Problem Description
Given an array of numbers, two players take turns picking a number from either end of the array. Player 1 starts first. Each number chosen is added to the player's score. Both players play optimally. Return true if Player 1 can win (or tie, which also counts as a win for Player 1), otherwise return false.
Key Insights
- The problem is a two-player game where both players make optimal choices.
- We can treat the game as a zero-sum game where one player’s gain is another player’s loss.
- A recursive approach can be used to simulate the game by considering all possible decisions.
- Use dynamic programming (memoization) to avoid recalculating subproblems and improve efficiency.
- Define a helper function dp(i, j) that returns the maximum score difference the current player can achieve from the subarray nums[i...j].

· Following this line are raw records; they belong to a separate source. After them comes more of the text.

PR #5891, opened 2026-08-24
docs: add article for threading and ui updates

ugur-vaadin:
Adds documentation for threading and UI updates.

Related feature PR: https://github.com/vaadin/flow-components/pull/9914


articles/flow/ai-support/background-execution.adoc
```diff
@@ -0,0 +1,85 @@
+---
```
tomivirkki: Consider rescoping this page as the threading reference rather than a feature page. The `setBackgroundExecution()` API itself is just one boolean flag, and only matters when streaming is off, but ~80% of this page documents the threading/delivery contract of a turn: what runs on which thread, push vs. polling, detached-UI semantics, concurrency.

Suggestion: title this something like "Threads & UI Updates", cover all three modes (streaming default / synchronous foreground / synchronous background), and demote the flag to one section.

That would also let the threading blurbs added to tool-calling, controllers, and conversation-history in this PR collapse into a single link instead of four independently-worded restatements that can drift.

- The final decision is based on whether the computed difference is non-negative, which means Player 1 can at least tie.
Space and Time Complexity
Time Complexity: O(n^2) – every subarray (i, j) is computed once. Space Complexity: O(n^2) – for the memoization table.
Solution
The solution uses recursion with memoization. We define a function dp(i, j) which computes the maximum score difference the current player can achieve over their opponent for the subarray from index i to j. On the current player's turn, they have two choices:
- Pick the left number nums[i] and leave the opponent with dp(i+1, j).
- Pick the right number nums[j] and leave the opponent with dp(i, j-1).
Since after making a move the roles are reversed, the net gain for the current player is the number picked minus the result of dp on the remaining array. The answer for the original problem is true if dp(0, n-1) >= 0.